VA Palo Alto Health Care System, Menlo Park, CA, USA.
Stanford University School of Medicine, Stanford, CA, USA.
Med Care Res Rev. 2022 Oct;79(5):676-686. doi: 10.1177/10775587211062403. Epub 2021 Dec 14.
This article examines the relative merit of augmenting an electronic health record (EHR)-derived predictive model of institutional long-term care (LTC) use with patient-reported measures not commonly found in EHRs. We used survey and administrative data from 3,478 high-risk Veterans aged ≥65 in the U.S. Department of Veterans Affairs, comparing a model based on a Veterans Health Administration (VA) geriatrics dashboard, a model with additional EHR-derived variables, and a model that added survey-based measures (i.e., activities of daily living [ADL] limitations, social support, and finances). Model performance was assessed via Akaike information criteria, C-statistics, sensitivity, and specificity. Age, a dementia diagnosis, Nosos risk score, social support, and ADL limitations were consistent predictors of institutional LTC use. Survey-based variables significantly improved model performance. Although demographic and clinical characteristics found in many EHRs are predictive of institutional LTC, patient-reported function and partnership status improve identification of patients who may benefit from home- and community-based services.

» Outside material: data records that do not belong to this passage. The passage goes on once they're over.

Issue #2121, opened 2015-05-05
Investigate failing SQLite tests


bricelam:
I've implemented them in [bricelam:sqlitest2](https://github.com/aspnet/EntityFramework/compare/dev...bricelam:sqlitest2), but they're not passing.

- [x] AsyncFromSqlQueryTest
- [x] AsyncQueryTest
- [x] BuiltInDataTypesTest
- [x] FromSqlQueryTest
- [x] GearsOfWarQueryTest
- [ ] GraphUpdatesTest
- [x] IncludeOneToOneTest
- [x] InheritanceTest
- [x] MappingQueryTest
- [x] MonsterFixupTest
- [x] NullSemanticsQueryTest
- [x] OptimisticConcurrencyTest
- [x] QueryTest
- [x] StoreGeneratedTest
- [x] TransactionTest

rowanmiller:
@maumar can you look at the query tests that are failing

bricelam:
@natemcmaster You could start looking at some of the non-query tests. OptimisticConcurrencyTest & TransactionTest seem like good starting points.

ErikEJ:
@natemcmaster Welcome back!

natemcmaster:
BuiltInDataTypesTest continues to have problems on DNX core, even with #2230. Failures are due to the table not being created correctly.

natemcmaster:
Blocked on a bug in update pipeline. #2238

PR #2206, opened 2015-05-15
Change CommandParameter name to include the symbol prefix (@)

natemcmaster:
Also updates the tests that rely on logging to use new parameter name format

This paves the way for fixing #2121


bricelam:
:shipit:

PR #2221, opened 2015-05-18
Refactor relational metadata extensions

bricelam:
Changes
- Add IRelationalMetadataExtensionsAccessor
    - Use it in the update pipeline
- Don't derive SqlServerMetadataExtensions from RelationalMetadataExtensions

I considered calling the I**Shared**RelationalExtensions interfaces *Virtual* or *Overridable*. They basically designate which Relational metadata a provider should override. It separates them from the ones that they should not override like DescriminatorColumn and DefaultValue.


ajcvickers:
@bricelam Can you explain a bit about why you are making these changes so I can review from that perspective?

bricelam:
@ajcvickers Added a bit more info. Let me know if I need to add more.

Issue #960, opened 2014-10-24
Make sure that our multithreaded code works correctly across different platforms


divega:
EF contains some custom types that we use for thread safe code such as AsyncLock,  ThreadSafeDictionaryCache, and ThreadSafeLazyRef in which we might be making assumptions about the memory model. We should make sure the locking patterns are safe to use on other platforms.

divega:
Moving this out of @AndriySvyryd's plate since this can be done by someone else.

ajcvickers:
Closing since we are now using standard types for all these things.

PR #2223, opened 2015-05-18
React to Caching api review changes

kichalla:
@Tratcher @anpete 

There is no `GetOrSet` api anymore.

### DIFF
--- a/src/EntityFramework.Core/Query/CompiledQueryCache.cs
+++ b/src/EntityFramework.Core/Query/CompiledQueryCache.cs
@@ -30,6 +30,8 @@ namespace Microsoft.Data.Entity.Query
     {
         public const string CompiledQueryParameterPrefix = "__";
 
+        private static readonly object _compiledQueryLockObject = new object();
+
         private class CompiledQuery
         {
             public Type ResultItemType;
@@ -147,16 +149,15 @@ namespace Microsoft.Data.Entity.Query
                   + new ExpressionStringBuilder()
                       .Build(query);
 
-            var compiledQuery
-                = _memoryCache.GetOrSet(
-                    cacheKey,
-                    Tuple.Create(parameterizedQuery, dataStore),
-                    c =>
-                        {
-                            var tuple = (Tuple<Expression, IDataStore>)c.State;
-
-                            return compiler(tuple.Item1, tuple.Item2);
-                        });
+            CompiledQuery compiledQuery;
+            lock (_compiledQueryLockObject)
+            {
+                if (!_memoryCache.TryGetValue(cacheKey, out compiledQuery))
+                {
+                    compiledQuery = compiler(parameterizedQuery, dataStore);
+                    _memoryCache.Set(cacheKey, compiledQuery);
+                }
+            }
 
             return compiledQuery;
         }


Tratcher:
Nice. :shipit:

src/EntityFramework.Core/Query/CompiledQueryCache.cs
```diff
@@ -147,16 +147,12 @@ var cacheKey
...
-                    c =>
-                        {
-                            var tuple = (Tuple<Expression, IDataStore>)c.State;
-
-                            return compiler(tuple.Item1, tuple.Item2);
-                        });
+            CompiledQuery compiledQuery;
+            if(!_memoryCache.TryGetValue(cacheKey, out compiledQuery))
+            {
+                compiledQuery = compiler(parameterizedQuery, dataStore);
```
anpete: How does this guarantee that _compiler_ is only invoked once? Or did GetOrSet not have those semantics previously?

cc @Tratcher

Tratcher: GetOrSet never guaranteed that.

anpete: OK, figured that given this change. 

_compiler_ is really expensive here - Any recommended pattern for doing single init here? 

It superficially seems like it would be a nice feature of the IMemoryCache API.

Tratcher: Cache a Lazy<T>? It will get put into the cache fast and then everyone will block resolving it. It's still not guaranteed unique, but it's much closer.

anpete: It is unique with LazyThreadSafetyMode.ExecutionAndPublication, I believe.

Double-check around TryGetValue?

kichalla:
Updated. /cc: @anpete @Tratcher

src/EntityFramework.Core/Query/CompiledQueryCache.cs
```diff
@@ -147,16 +149,15 @@ var cacheKey
...
-                    cacheKey,
-                    Tuple.Create(parameterizedQuery, dataStore),
-                    c =>
-                        {
-                            var tuple = (Tuple<Expression, IDataStore>)c.State;
-
-                            return compiler(tuple.Item1, tuple.Item2);
-                        });
+            CompiledQuery compiledQuery;
+            lock (_compiledQueryLockObject)
```
divega: I think we shouldn't lock unless we didn't get an entry from the cache. On the other hand not sure the double-check pattern is safe for cross platform (see #960). We should probably go back to the original change (i.e. let a the compiler method be invoked more than once) and file a separate issue for optimizing this.

divega: BTW, it would be cool if we could `AsyncLock` this for the async path.

anpete: We should keep the lock. We had a mistaken assumption that GetOrSet guaranteed a single invocation of the creation delegate. The lock fixes that and is unlikely to cause perf issues.

Double-checked should be OK here because MemoryCache is itself thread safe.

BTW, we don't need AsyncLock here because query compilation is a purely sync operation.

anpete:
:shipit: @kichalla

src/EntityFramework.Core/Query/CompiledQueryCache.cs
divega: I am fine with taking this offline. Will explain what I mean.

divega: And by "taking offline" I meant we can merge this change as is now and discuss further improvements later.

PR #2224, opened 2015-05-18
Reintroduce IRelationalMetadataExtensionProvider

bricelam:
Adds an abstract way of accessing provider-specific overrides of relational metadata extensions. The update pipeline now uses it.


ajcvickers:
:shipit:

PR #2225, opened 2015-05-18
Short param names for common override methods

rowanmiller:
Use shorter parameter names for OnModelCreating and OnConfiguring since
they are used repetitively within the user code in those methods.

### DIFF
--- a/src/EntityFramework.Core/DbContext.cs
+++ b/src/EntityFramework.Core/DbContext.cs
@@ -253,11 +253,11 @@ namespace Microsoft.Data.Entity
         ///     affecting other context instances that are constructed with the same <see cref="DbContextOptions" />
         ///     instance.
         /// </remarks>
-        /// <param name="optionsBuilder">
+        /// <param name="options">
         ///     A builder used to create or modify options for this context. Data stores (and other extensions)
         ///     typically define extension methods on this object that allow you to configure the context.
         /// </param>
-        protected internal virtual void OnConfiguring(DbContextOptionsBuilder optionsBuilder)
+        protected internal virtual void OnConfiguring(DbContextOptionsBuilder options)
         {
         }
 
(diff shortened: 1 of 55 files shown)


anpete:
Not a big fan of this change. It's generally better practice to use full names and the customer can always shorten them if they need to. "model" is especially problematic because we have the concept of a Model, and you could end up writing: model.Model in OnModelCreating.

rowanmiller:
We discussed in last API review, but we can discuss again if needed. I find it really annoying having such long names when writing code in these methods.

divega:
I agree with @anpete, and did not remember what we discussed in API review :smile:. FWIW, 'builder' is a slightly better short name for all these cases if short is the high order bit.

rowanmiller:
I think we discussed it before you were there. `builder` was actually the original proposal, but folks thought (and I agree) that model/options read better in the code. I'd be fine with `builder` though. Short is the high order bit, IntelliSense helps with the longer names but I find that having to choose an item from the list is longer than just typing out the name. It sounds ridiculous I know, but when I was writing app code and typing it over and over again (and getting the wrong item from IntelliSense) I just found it frustrating.

anpete:
I would have to disagree that "short is the high order bit" here. [Clarity is generally more important](https://signalvnoise.com/posts/3250-clarity-over-brevity-in-variable-and-method-names) (code is read many more times than it is written).

Besides that, we had "modelBuilder" in EF6, which existing users are familiar with and have likely internalized to some degree. "optionsBuilder" lines up nicely with that providing a bridge from the customer's mental model.

danielmarbach:
AppVeyor is not configured correctly as described [here](https://github.com/aspnet/EntityFramework/pull/2237#issuecomment-104031767). This PR is also failing.

rowanmiller:
Discussed in API review and decided not to do this

PR #2230, opened 2015-05-19
BuildInDataTypeTests: move EnsureCreated() call into test setup

natemcmaster:
Should help fix the race conditions when running tests on DNX Core.


ajcvickers:
:shipit:

PR #2699, opened 2015-07-23
ModelSnapshot: Topologically Sort entityType by hierarchy

### LINKED ISSUE #2669: Model Snapshot: Group by Entity Type
Per [our previous discussion](https://github.com/aspnet/EntityFramework/pull/2640#discussion-diff-34847063), instead of configuring the model in different phases, we should group configuration by entity type. To do this, the high-level algorithm should be:

1. Topologically sort entity types by hierarchy.
2. Configure everything but relationships/foreign keys
3. Configure relationships/foreign keys.

smitpatel:
resolves #2669

### DIFF
--- a/src/EntityFramework.Commands/Migrations/CSharpModelGenerator.cs
+++ b/src/EntityFramework.Commands/Migrations/CSharpModelGenerator.cs
@@ -42,16 +42,26 @@ namespace Microsoft.Data.Entity.Commands.Migrations
                 stringBuilder.AppendLine(";");
             }
 
-            GenerateEntityTypes(model.EntityTypes, stringBuilder);
+            GenerateEntityTypes(Sort(model.EntityTypes), stringBuilder);
         }
 
         [Flags]
         protected enum GenerateEntityTypeOptions
         {
             Declared = 1,
-            BaseType = 2,
-            Relationships = 4,
-            Full = Declared | BaseType | Relationships
+            Relationships = 2,
+            Full = Declared | Relationships
+        }
+
+        private IReadOnlyList<IEntityType> Sort(IReadOnlyList<IEntityType> entityTypes)
+        {
+            var entityTypeGraph = new Multigraph<IEntityType, int>();
+            entityTypeGraph.AddVertices(entityTypes);
+            foreach (var entityType in entityTypes.Where(et => et.BaseType != null))
+            {
+                entityTypeGraph.AddEdge(entityType.BaseType, entityType, 0);
+            }
+            return entityTypeGraph.TopologicalSort();
         }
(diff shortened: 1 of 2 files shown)


src/EntityFramework.Commands/Migrations/CSharpModelGenerator.cs
```diff
@@ -48,16 +48,15 @@ public virtual void Generate([NotNull] IModel model, [NotNull] IndentedStringBui
                 stringBuilder.AppendLine(";");
             }
 
-            GenerateEntityTypes(model.EntityTypes, stringBuilder);
+            GenerateEntityTypes(new ModelBaseTypeGraphAdapter(model).TopologicalSort(), stringBuilder);
```
AndriySvyryd: Why can't you use a Multigraph instead of creating a new Graph implementation?

smitpatel: Multigraph takes Edge of a particular type. In the case of base type, there are no edge objects. Moreover edges are defined by themselves by BaseType property and doesn't required to be added explicitly. Also topological sort of multigraph is implemented to handle breaking/formatting cycles which doesn't arise in basetype.
Multigraph can also be used in this place with building the graph appropriately. Whichever way it is preferred is fine by me.

AndriySvyryd: You can use any type for the Edge here, it doesn't matter
If you are adding a new implementation of the topological sort then you need to add tests for it, it's your choice

smitpatel: @bricelam - what you say? :smile:

bricelam: Use `int` and set it to `0`. :smile: We don't need to break cycles, so they doesn't actually matter.

bricelam: @mikary Did the a Graph implementation that didn't have edge objects go away?

mikary: The old implementation without cycle breaking or edge values `BidirectionalAdjacencyListGraph` went away in b4bf8b291e4d0ad2e4c642e41faf02d5922ea64b because it wasn't being used. If it makes sense for this situation, we could bring it back.

smitpatel: Switched to MultiGraph

bricelam:
:shipit:

PR #2701, opened 2015-07-24
Remove .Relational for consuming metadata at runtime

ajcvickers:
At runtime, metadata should be consumed, usually indirectly, through the current provider's API to ensure that any provider-specific overrides are honored. This means it is never correct to use .Relational to consume metadata after the model has been built, although it is often valid to use it to set metadata when constructing the model.

This change removes the read-only interface-based .Relational methods and fixes everywhere they were being misused.


AndriySvyryd:
:shipit:

PR #2702, opened 2015-07-24
Code First inheritance fixes

### LINKED ISSUE #2671: Metadata: Prohibit mixed hierarchies
Assuming that the principal use case for entity type hierarchies is querying from the root CLR type (like using Set\<TEntity\>) then adding shadow entity types in the hierarchy or making its topology different from the corresponding CLR hierarchy doesn't add much value and could make the implementation unnecessarily complex.
Purely shadow hierarchies would still be valid.

AndriySvyryd:
Prohibit mixed hierarchies and add more consistency checks to core metadata

When a relationship on the derived type conflicts with one on the new base type, but the inverse navigation points to the derived type then remove the relationship from the base type.

Fix inheritance bugs in the internal builders and conventions

Rename InternalRelationshipBuilder.NavigationToPrincipal and NavigationToDependent to DependentToPrincipal and PrincipalToDependent

Fixes #2671


ajcvickers:
"shipit"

本文探讨了在电子健康记录 (EHR) 中常见的预测模型中增加患者报告的测量指标,以提高机构长期护理 (LTC) 使用预测模型的相对优势。我们使用了美国退伍军人事务部 3478 名≥65 岁高风险退伍军人的调查和管理数据,比较了基于退伍军人健康管理局 (VA) 老年医学仪表板的模型、具有额外 EHR 衍生变量的模型和添加基于调查的测量指标的模型(即日常生活活动 [ADL] 受限、社会支持和财务状况)。通过赤池信息量准则、C 统计量、敏感性和特异性评估模型性能。年龄、痴呆诊断、NOSOS 风险评分、社会支持和 ADL 限制是机构 LTC 使用的一致预测因素。基于调查的变量显著提高了模型性能。尽管许多 EHR 中发现的人口统计学和临床特征可以预测机构 LTC,但患者报告的功能和伙伴关系状况可提高识别可能受益于家庭和社区服务的患者的能力。